At first, it didn’t seem so hard a deal to stick to, but neither did forgoing that one lousy apple tree. It soon became clear that not being able to drive after dark would make life complicated—at the least robbing me of independence, at the worst leading to entanglements that were, well, compromising. Like ending up in the hot tub with the King of Candy.
It was one of those situations for which there is a perfectly reasonable explanation that ends up sounding a lot like an excuse, one of those situations where you find yourself blaming everyone and everything except for yourself.
In a way, it was LA’s fault.
It goes like this: there are an unreasonable number of swimming pools in LA. People who live in homes with pools feel compelled to throw parties centered around them. These parties, like most, take place at night. As an actress, I had no choice but to go; that’s half the job, the other half being split evenly between Botox and dieting. Unfortunately, as a night-blind person, I didn’t belong around deep bodies of water, especially in four-inch heels which, let’s face it, are mandatory in Hollywood. On a penumbral pool deck, one of the safest places for a girl like me is sitting inside the hot tub. Unless you’re sitting with an octopus-armed guy who won’t take “no” for an answer.

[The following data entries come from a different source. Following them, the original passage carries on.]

PR #1215, opened 2024-12-21
Add missing test dependencies for ur_controllers

urfeex:
Currently, our buildfarm builds fail for Humble, but it should also be fixed for the main branch.


fmauch (approved):
Unorthodoxly approving this myself due to holiday season but a broken buildfarm build.

PR #1226, opened 2025-01-09
Running integration tests with mock hardware

URJala:
Added some launch arguments and some checks to avoid connecting to the dashboard interface when using mock hardware, as that will not work. Maybe not the most elegant, but it works for now. Currently passthrough controller does not work at all with mock hardware, and is bypassed if using that in the test. test_trajectory_scaled_aborts_on_violation fails, as the hardware doesnt abort. test_set_io also fails as the controller cant verify that a pin has been set.


urfeex (commented):
I think it is a good idea to split up the robot_driver test into individual tests.

However, I think it would be beneficial to be able to specify mock hardware outside of the test parametrization. This way, we can run the mock hardware tests also when the integration tests flag is not set. This would effectively allow running some tests on the buildfarm, as well.

ur_robot_driver/test/test_common.py
```diff
@@ -364,10 +366,47 @@ def generate_dashboard_test_description():
     )
 
 
+def generate_mock_hardware_test_description(
```
urfeex, line 369: I think that doesn't require a `use_mock_hardware` parameter, right?

ur_robot_driver/test/test_common.py
```diff
@@ -364,10 +366,47 @@ def generate_dashboard_test_description():
...
+    )
+
+    return LaunchDescription(_declare_launch_arguments() + [ReadyToTest(), robot_driver])
+
+
 def generate_driver_test_description(
     tf_prefix="",
     initial_joint_controller="scaled_joint_trajectory_controller",
     controller_spawner_timeout=TIMEOUT_WAIT_SERVICE_INITIAL,
+    use_mock_hardware="false",
```
urfeex, line 409: Since you created a separate one, we don't need to add the parameter here.

ur_robot_driver/urdf/ur.ros2_control.xacro
```diff
@@ -300,7 +300,9 @@
 
 
       <gpio name="${tf_prefix}get_robot_software_version">
-        <state_interface name="get_version_major"/>
+        <state_interface name="get_version_major">
+          <param name="initial_value">1</param>
```
urfeex, line 304: in the config controller we test that it is not equal to 0. With this change, that would always be true, right?

ur_robot_driver/test/test_mock_hardware.py
```diff
@@ -0,0 +1,198 @@
...
+    ConfigurationInterface,
+    generate_mock_hardware_test_description,
+    ROBOT_JOINTS,
+    TIMEOUT_EXECUTE_TRAJECTORY,
+)
+
+
+@pytest.mark.launch_test
+@launch_testing.parametrize("tf_prefix, use_mock_hardware", [("", "true"), ("my_ur_", "true")])
+def generate_test_description(tf_prefix, use_mock_hardware):
```
urfeex, line 60: I guess, the `use_mock_hardware` parameter can be removed from that.

ur_robot_driver/test/test_mock_hardware.py
```diff
@@ -0,0 +1,198 @@
...
+
+
+class RobotDriverTest(unittest.TestCase):
+    @classmethod
+    def setUpClass(cls, use_mock_hardware):
+        # Initialize the ROS context
+        rclpy.init()
+        cls.node = Node("mock_hardware_test")
+        time.sleep(1)
+        cls.mock_hardware = use_mock_hardware == "true"
```
urfeex, line 73:
```suggestion
```

ur_robot_driver/test/test_mock_hardware.py
```diff
@@ -0,0 +1,198 @@
...
+            self._configuration_controller_interface.get_robot_software_version().major, 1
+        )
+
+    def test_start_scaled_jtc_controller(self):
+        self.assertTrue(
+            self._controller_manager_interface.switch_controller(
+                strictness=SwitchController.Request.BEST_EFFORT,
+                activate_controllers=["scaled_joint_trajectory_controller"],
+            ).ok
+        )
```
urfeex, line 113: When BEST_EFFORT is used, that will return ok, as soon as the controller exists.

ur_robot_driver/test/test_mock_hardware.py
```diff
@@ -0,0 +1,198 @@
...
+
+        self._scaled_follow_joint_trajectory = ActionInterface(
+            self.node,
+            "/scaled_joint_trajectory_controller/follow_joint_trajectory",
+            FollowJointTrajectory,
+        )
+
+    def setUp(self):
+        time.sleep(1)
+        self.assertTrue(self._io_status_controller_interface.resend_robot_program().success)
```
urfeex, line 96: I don't think that this makes a lot of sense here.

ur_robot_driver/test/test_mock_hardware.py
```diff
@@ -0,0 +1,198 @@
...
+        logging.info("Sending goal for robot to follow")
+        goal_handle = self._scaled_follow_joint_trajectory.send_goal(trajectory=trajectory)
+        self.assertTrue(goal_handle.accepted)
+
+        # Verify execution
+        result = self._scaled_follow_joint_trajectory.get_result(
+            goal_handle,
+            TIMEOUT_EXECUTE_TRAJECTORY,
+        )
+        self.assertEqual(result.error_code, FollowJointTrajectory.Result.SUCCESSFUL)
```
urfeex, line 198: That test doesn't make a lot of sense, since the mock hardware isn't scaling.

ur_robot_driver/test/test_mock_hardware.py
```diff
@@ -0,0 +1,198 @@
...
+
+    def test_start_scaled_jtc_controller(self):
+        self.assertTrue(
+            self._controller_manager_interface.switch_controller(
+                strictness=SwitchController.Request.BEST_EFFORT,
+                activate_controllers=["scaled_joint_trajectory_controller"],
+            ).ok
+        )
+
+    def test_trajectory(self, tf_prefix):
```
urfeex, line 115: These are basically the same as the ones from the test_scaled_jtc.py test. I think, we should share the code, then.

urfeex (changes requested):

ur_robot_driver/test/integration_test_io_controller.py
urfeex, line 1: Shouldn't this test also be able to run on mock hardware? I see, it doesn't, but I don't see a conceptual reason why it shouldn't.

ur_robot_driver/test/integration_test_config_controller.py
```diff
@@ -0,0 +1,89 @@
...
+)
+
+
+@pytest.mark.launch_test
+@launch_testing.parametrize("tf_prefix", [(""), ("my_ur_")])
+def generate_test_description(tf_prefix):
+    return generate_driver_test_description(tf_prefix=tf_prefix)
+
+
+class RobotDriverTest(unittest.TestCase):
```
urfeex, line 56:
```suggestion
class ConfigControllerTest(unittest.TestCase):
```

ur_robot_driver/test/integration_test_config_controller.py
```diff
@@ -0,0 +1,89 @@
...
+    @classmethod
+    def setUpClass(cls):
+        # Initialize the ROS context
+        rclpy.init()
+        cls.node = Node("robot_driver_test")
```
urfeex, line 61:
```suggestion
        cls.node = Node("config_controller_test")
```

urfeex (changes requested):
This seems fine so far and I think with renaming all the tests I would be fine with merging this. There is more potential for refactoring things like the initialization, but for this PR I think it's fine to leave it like that.

ur_robot_driver/test/integration_test_io_controller.py
URJala: There is no real reason that it shouldn't, but with the way the controller sets io's, it apparently cannot verify if a pin was set, and fails the test because the pins indeed end up at the wrong value. The controller also prints a little warning that this can happen with mock hardware, so I don't think it should be tested, as it doesn't behave correctly.

urfeex (approved):

PR #1227, opened 2025-01-09
Add information about which driver features dont work with mock hardw…

URJala:
…are.

### DIFF
--- a/ur_robot_driver/doc/usage/simulation.rst
+++ b/ur_robot_driver/doc/usage/simulation.rst
@@ -43,3 +43,9 @@ environment for testing of "piping" of hardware and controllers, as well as test
 descriptions. For more details see `ros2_control documentation
 <https://control.ros.org/rolling/doc/ros2_control/hardware_interface/doc/mock_components_userdoc.html>`_
 for more details.
+Some driver functions don't work with mock hardware currently:
+
+* The TCP pose broadcaster does not work.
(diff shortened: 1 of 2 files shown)


ur_robot_driver/doc/usage/simulation.rst
```diff
@@ -43,3 +43,9 @@ environment for testing of "piping" of hardware and controllers, as well as test
 descriptions. For more details see `ros2_control documentation
 <https://control.ros.org/rolling/doc/ros2_control/hardware_interface/doc/mock_components_userdoc.html>`_
 for more details.
+Some driver functions don't work with mock hardware currently:
+
+* The TCP pose broadcaster does not work.
+* The passthrough trajectory controller does not function when calling the follow joint trajectory action.
+* The force mode controller also does not respond when trying to start force mode.
+* The GPIO controller cannot verify that it has changed the state of an I/O pin, so it will report a failure when trying to set an I/O pin.
```
urfeex, line 51:
```suggestion
.. note::
   Some driver functionalities currently don't work with mock hardware:

   * The TCP pose broadcaster does not work.
   * The passthrough trajectory controller does not function when calling the follow joint trajectory action.
   * The force mode controller also does not respond when trying to start force mode.
   * The GPIO controller cannot verify that it has changed the state of an I/O pin, so it will report a failure when trying to set an I/O pin.
```

urfeex (approved):
Thanks for adding this information!

PR #1239, opened 2025-01-17
Remove Iron from the active distributions

urfeex:
As Iron is EOL since end of November we should clearly state that here, as well.


urrsk (approved):
We should also clean up the builds for Foxy and Galactic as well

urfeex:
> We should also clean up the builds for Foxy and Galactic as well

Done in 8bf8838

PR #1234, opened 2025-01-14
Remove build warnings for Humble

urfeex:
This PR aims at removing all build warnings for Humble.

Waiting for realtime-tools to be released before this is ready-to-review.

PR #1241, opened 2025-01-20
update control_toolbox branch

urfeex:
control_toolbox has branched out for Humble. This updates the repos file accordingly.

See https://github.com/ros-controls/control_toolbox/pull/265


urfeex:
Humble-semi-binary-main will be failing until the next sync, as generate_parameter_library was updating the header-install location as part of an opt-in method (See #1234). ros2_control has adopted this scheme already and we don't have generate_parameter_library in our upstream workspace.

urrsk (approved):

PR #1257, opened 2025-01-29
Remove urdf folder

urfeex:
That has been falsely added in 92b1bea47a939a266378f3095c1a87a6176f8537

This basically replaces #1256


SarveshMalladi (approved):

urfeex:
@pschmutz before merging this - could I ask you to confirm that I am not missing anything about this? Do you require that file as you've opened #1256 ?

pschmutz:
Thank you for looking into this and your question.

I was using Jazzy before and the [ur.ros2_control.xacro](https://github.com/UniversalRobots/Universal_Robots_ROS2_Driver/blob/main/ur_robot_driver/urdf/ur.ros2_control.xacro) from the ur_robot_driver package. When I downgraded I found that the file is not available in the Humble package. That was the motivation for my Pull Request

I can use the ur.ros2_control.xacro from the Humble description package, no problem.

PR #48, opened 2025-05-22
llamacpp: Skip model warmup

p1-0tr:


ericcurtin:
This could be useful...

The warmup delays initialisation (and you can just start doing real inferencing to warm up).

It seems the warmup is primarily just there so llama.cpp isn't behind on benchmarks (vLLM does this too).

But ultimately is does slow you down at the end of the day as you have to wait for warmup to finish.

I've also seen warmup get stuck on AMD platforms:

https://github.com/containers/ramalama/pull/1477

ericcurtin:
Closing, it's a one arg commit anyway, just as easy open a new pr if we want it

PR #56, opened 2025-05-26
Allow unloading multiple models at once

p1-0tr:
Once we enable running multiple models at once, it will be useful to be able to unload multiple at a time. In preparation for that, make the unload request accept multiple model tags, and evict those models.

### DIFF
--- a/pkg/inference/scheduling/loader.go
+++ b/pkg/inference/scheduling/loader.go
@@ -209,7 +209,10 @@ func (l *loader) Unload(ctx context.Context, unload UnloadRequest) int {
 		if unload.All {
 			return l.evict(false)
 		} else {
-			return l.evictRunner(unload.Backend, unload.Model)
+			for _, model := range unload.Models {
+				l.evictRunner(unload.Backend, model)
+			}
+			return len(l.runners)
 		}
 	}()
 }
--- a/pkg/inference/scheduling/api.go
+++ b/pkg/inference/scheduling/api.go
@@ -64,9 +64,9 @@ type DiskUsage struct {
 
 // UnloadRequest is used to specify which models to unload.
 type UnloadRequest struct {
-	All     bool   `json:"all"`
-	Backend string `json:"backend"`
-	Model   string `json:"model"`
+	All     bool     `json:"all"`
+	Backend string   `json:"backend"`
+	Models  []string `json:"models"`
 }
 
 // UnloadResponse is used to return the number of unloaded runners (backend, model).


pkg/inference/scheduling/loader.go
```diff
@@ -209,7 +209,11 @@ func (l *loader) Unload(ctx context.Context, unload UnloadRequest) int {
 		if unload.All {
 			return l.evict(false)
 		} else {
-			return l.evictRunner(unload.Backend, unload.Model)
+			evicted := 0
+			for _, model := range unload.Models {
+				evicted += l.evictRunner(unload.Backend, model)
```
xenoscopic: The result of `evictRunner` is the number of models remaining after eviction, not the number evicted.  And in any case, we want the anonymous `func() int` to return the number remaining after eviction.

Edit: Ignore the suggestion in my original comment, see below.

xenoscopic (changes requested):

pkg/inference/scheduling/loader.go
xenoscopic: I think the better thing to do would actually just be to not compute `evicted` here and just return `len(l.runners)` in the `else` case of the anonymous `func() int`.

pkg/inference/scheduling/loader.go
```diff
@@ -209,7 +209,11 @@ func (l *loader) Unload(ctx context.Context, unload UnloadRequest) int {
...
+			}
+			return evicted
```
xenoscopic:
```suggestion
			for _, model := range unload.Models {
				l.evictRunner(unload.Backend, model)
			}
			return len(l.runners)
```

pkg/inference/scheduling/loader.go
p1-0tr: I'm not sure if returning the number of remaining runners is useful. Somehow evicted count seems more informative. BTW can an `unload` be handled in parallel with another request, or do we serialise them?

xenoscopic: The `Unload` method does return the number evicted (there's a `len(l.runners) - func() int` computation happening).

pkg/inference/scheduling/loader.go
```diff
@@ -198,7 +198,7 @@ func (l *loader) evictRunner(backend, model string) int {
 	return len(l.runners)
 }
 
-// Unload unloads runners and returns the number of unloaded runners.
+// Unload unloads runners and returns the number of remaining runners.
```
xenoscopic:
```suggestion
// Unload unloads runners and returns the number of unloaded runners.
```
You can leave this one as `unloaded`; the method is returning `len(l.runners) - # remaining` (i.e. number unloaded).

pkg/inference/scheduling/loader.go
p1-0tr: 🤦 true, I don't know how I managed to miss that

PR #58, opened 2025-05-28
Add metrics tracker for model usage

doringeman:
Run ⬇️ in a terminal and look for `component=metrics` logs.
```
DEBUG=1 make docker-run
```

To trigger some logs, in a second terminal you can run:
```
MODEL_RUNNER_HOST=http://localhost:8080 docker model run ai/smollm2 'hi'
```

`func (t *Tracker) TrackModel` is non-blocking.
If we want to make the `doNotTrack` check slightly faster, we could expose this struct member and do a function call only if it's false, hence avoiding a jump.

### DIFF
--- a/pkg/inference/scheduling/scheduler.go
+++ b/pkg/inference/scheduling/scheduler.go
@@ -48,6 +48,7 @@ func NewScheduler(
 	modelManager *models.Manager,
 	httpClient *http.Client,
 	allowedOrigins []string,
+	tracker *metrics.Tracker,
 ) *Scheduler {
 	// Create the scheduler.
 	s := &Scheduler{
@@ -58,7 +59,7 @@ func NewScheduler(
 		installer:      newInstaller(log, backends, httpClient),
 		loader:         newLoader(log, backends, modelManager),
 		router:         http.NewServeMux(),
-		tracker:        metrics.NewTracker(httpClient, log.WithField("component", "metrics")),
+		tracker:        tracker,
 	}
 
 	// Register routes.
--- a/pkg/metrics/metrics.go
+++ b/pkg/metrics/metrics.go
@@ -18,6 +18,7 @@ type Tracker struct {
 	doNotTrack bool
 	transport  http.RoundTripper
 	log        logging.Logger
+	userAgent  string
 }
 
 type TrackerRoundTripper struct {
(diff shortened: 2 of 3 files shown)


pkg/metrics/metrics.go
```diff
@@ -0,0 +1,74 @@
...
+		return
+	}
+
+	go t.trackModel(model)
+}
+
+func (t *Tracker) trackModel(model types.Model) {
+	id, err := model.ID()
+	if err != nil {
+		t.log.Errorf("failed to get model ID for %v: %v", model.Tags(), err)
```
xenoscopic: I think this path is missing a `return`

xenoscopic (approved):
LGTM!

doringeman:
I won't merge this yet as I'm planning to use the registry API instead.

p1-0tr (approved):

pkg/inference/scheduling/scheduler.go
```diff
@@ -194,14 +198,17 @@ func (s *Scheduler) handleOpenAIInference(w http.ResponseWriter, r *http.Request
...
+		if err != nil {
 			if errors.Is(err, distribution.ErrModelNotFound) {
 				http.Error(w, err.Error(), http.StatusNotFound)
 			} else {
 				http.Error(w, "model unavailable", http.StatusInternalServerError)
 			}
 			return
 		}
+		// Non-blocking call to track the model usage.
+		s.tracker.TrackModel(model)
```
xenoscopic, line 212: Maybe a stupid question, but should we disable this in Docker Desktop?  Otherwise I'm not sure how we would delineate Docker CE statistics.

pkg/metrics/metrics.go
```diff
@@ -0,0 +1,85 @@
...
+	ref, err := name.ParseReference(tags[0])
+	if err != nil {
+		t.log.Errorf("Error parsing reference: %v\n", err)
+		return
+	}
+	if _, err = remote.Head(ref, []remote.Option{
+		remote.WithAuthFromKeychain(authn.DefaultKeychain),
+		remote.WithTransport(t.transport),
+		remote.WithUserAgent("docker-model-runner"),
+	}...); err != nil {
```
xenoscopic:
```suggestion
	if _, err = remote.Head(ref,
		remote.WithAuthFromKeychain(authn.DefaultKeychain),
		remote.WithTransport(t.transport),
		remote.WithUserAgent("docker-model-runner"),
	); err != nil {
```
Can't these just be passed in as args rather than structured / destructured?

pkg/inference/scheduling/scheduler.go
doringeman: Let's set another User-Agent for Docker Desktop. 😁 
Done in https://github.com/docker/model-runner/pull/58/commits/d24babea539d23e9cc2f093f05292bbe0d55ef9a, as well as a way to disable tracking programmatically.

xenoscopic (approved):
Looks great, thanks!

PR #59, opened 2025-05-28
Return error from the inference backend while waiting

p1-0tr:
If the inference backend errors out while we wait for it to become ready we should not wait for the timeout to expire, but rather surface the error to the user. So change the runner.wait routine to check for the inference backend termination and return an error in case it terminates unexpectedly.

### DIFF
--- a/pkg/inference/scheduling/runner.go
+++ b/pkg/inference/scheduling/runner.go
@@ -29,6 +29,10 @@ const (
 // long to initialize and respond to a readiness request.
 var errBackendNotReadyInTime = errors.New("inference backend took too long to initialize")
 
+// errBackendQuitUnexpectedly indicates that an inference backend terminated
+// unexpectedly
+var errBackendQuitUnexpectedly = errors.New("inference backend quit unexpectedly")
+
 // RunnerSocketPath determines the Unix domain socket path used to communicate
 // with runners at the specified slot. It can be overridden during init().
 var RunnerSocketPath = func(slot int) (string, error) {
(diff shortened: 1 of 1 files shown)


xenoscopic (approved):
LGTM and definitely a better UX.

What would be really helpful (if it's an easy addition) would be modifying `llamaCpp.Run` to capture some portion of `llamaCppProcess.Stderr` in-memory and (if non-empty / valid UTF-8) use that to craft an error message (since the result from `llamaCppProcess.Wait()` probably won't be very informative).  I've done something like that [here](https://github.com/mutagen-io/mutagen/blob/03c982a3a34e1dfe496f4bcd4ee7ced34307db68/pkg/agent/dial.go#L84-L103) and it's been very helpful in debugging.

(In this example you could probably skip the `NewValveWriter` part because `Run` doesn't return until the process has terminated. And feel free to borrow anything from `github.com/mutagen-io/mutagen/pkg/stream` if you want; Docker owns the copyright now).

p1-0tr:
> LGTM and definitely a better UX.
> 
> What would be really helpful (if it's an easy addition) would be modifying `llamaCpp.Run` to capture some portion of `llamaCppProcess.Stderr` in-memory and (if non-empty / valid UTF-8) use that to craft an error message (since the result from `llamaCppProcess.Wait()` probably won't be very informative). I've done something like that [here](https://github.com/mutagen-io/mutagen/blob/03c982a3a34e1dfe496f4bcd4ee7ced34307db68/pkg/agent/dial.go#L84-L103) and it's been very helpful in debugging.
> 
> (In this example you could probably skip the `NewValveWriter` part because `Run` doesn't return until the process has terminated. And feel free to borrow anything from `github.com/mutagen-io/mutagen/pkg/stream` if you want; Docker owns the copyright now).

Made a new PR for that - https://github.com/docker/model-runner/pull/62 . Still needs a little polish (the tail buffer is implemented very naively), though.

PR #60, opened 2025-05-28
Allow disabling inference server auto update

p1-0tr:
Being able to disable the inference server auto update process is useful for testing. Eventually we should also provide it as an option to DD users. So, add an option to disable the inference server auto update.

### DIFF
--- a/pkg/inference/backends/llamacpp/download.go
+++ b/pkg/inference/backends/llamacpp/download.go
@@ -27,12 +27,22 @@ const (
 var (
 	ShouldUseGPUVariant     bool
 	ShouldUseGPUVariantLock sync.Mutex
+	ShouldUpdateServer      = true
+	ShouldUpdateServerLock  sync.Mutex
 	errLlamaCppUpToDate     = errors.New("bundled llama.cpp version is up to date, no need to update")
 )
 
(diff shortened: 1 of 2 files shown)


doringeman (approved):
LGTM!
Maybe it's worth adding the env var to the Makefile as well?

pkg/inference/backends/llamacpp/download.go
```diff
@@ -27,12 +27,22 @@ const (
 var (
 	ShouldUseGPUVariant     bool
 	ShouldUseGPUVariantLock sync.Mutex
+	ShouldUpdateServer      = true
+	ShouldUpdateServerLock  sync.Mutex
 	errLlamaCppUpToDate     = errors.New("bundled llama.cpp version is up to date, no need to update")
```
xenoscopic, line 32: Not really related to this PR, but maybe we should replace `errLlamaCppUpToDate` with a `return nil` as well and a log entry (like you've done with the `update disabled` case).  I worry it's sort of confusing in the status output.

xenoscopic (approved):
LGTM

pkg/inference/backends/llamacpp/download.go
p1-0tr: I hit merge, and quickly realised why we needed to return an error in both cases - https://github.com/docker/model-runner/pull/63 . I'll have a look at reworking that code a bit so that we don't need to return those.

PR #62, opened 2025-05-29
Include llama-server output in server error

p1-0tr:
The llama-server exit status won't be sufficiently informative in most
cases. So gather llama-server's stderr in a tail buffer and include it
in the error returned from llamacpp.Run.

### DIFF
--- a/pkg/inference/backends/llamacpp/llamacpp.go
+++ b/pkg/inference/backends/llamacpp/llamacpp.go
@@ -4,18 +4,21 @@ import (
 	"context"
 	"errors"
 	"fmt"
+	"io"
 	"io/fs"
 	"net/http"
 	"os"
 	"os/exec"
 	"path/filepath"
 	"runtime"
+	"strings"
 
 	"github.com/docker/model-runner/pkg/diskusage"
 	"github.com/docker/model-runner/pkg/inference"
 	"github.com/docker/model-runner/pkg/inference/config"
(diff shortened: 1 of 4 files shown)


pkg/inference/backends/llamacpp/llamacpp.go
```diff
@@ -162,9 +165,11 @@ func (l *llamaCpp) Run(ctx context.Context, socket, model string, mode inference
 		}
 		return llamaCppProcess.Process.Signal(os.Interrupt)
 	}
+	tailBuf := tailbuffer.NewTailBuffer(1024)
 	serverLogStream := l.serverLog.Writer()
-	llamaCppProcess.Stdout = serverLogStream
-	llamaCppProcess.Stderr = serverLogStream
+	out := io.MultiWriter(serverLogStream, tailBuf)
+	llamaCppProcess.Stdout = out
```
xenoscopic: I would keep `Stdout` pointing at `serverLogStream`; I think it will produce too much noise to extract a sensible error.  I would only tee `Stderr`.  It will also prevent output from interleaving in the buffer.

xenoscopic: Of course, that's dependent on how llama.cpp outputs its errors, but I think it delineates them into stderr.

p1-0tr: Done :)

xenoscopic (approved):
LGTM!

So in a way, it was the fault of Los Angeles. In another way, it was Kat’s fault for running off to schmooze with that hot, young casting director and then disappearing into the crowd.
Kat was my best friend in Los Angeles, a rare beauty of ambiguous ethnic origins, which was useful casting-wise because she could audition for everything from Sacagawea to a Bangkok hooker. Her lips were so supersized, more than one woman on the street had begged her for the number of the genius who’d done her collagen, only to discover that her lips were, like almost nothing in Hollywood, 100% real. Her lustrous, ebony mane bounced around so dynamically, it looked like it had its own blood supply. Most maddening of all was that Kat was as smart as she was telegenic. She’d graduated summa cum laude from Yale, where I’d met her years before we ran into each other again in Los Angeles, and her fallback career if acting didn’t pan out was high-risk corporate finance. Besides being smart and connected, she was loyal and funny, all of which made her a great friend, even though standing next to her in public frequently made me want to kill myself.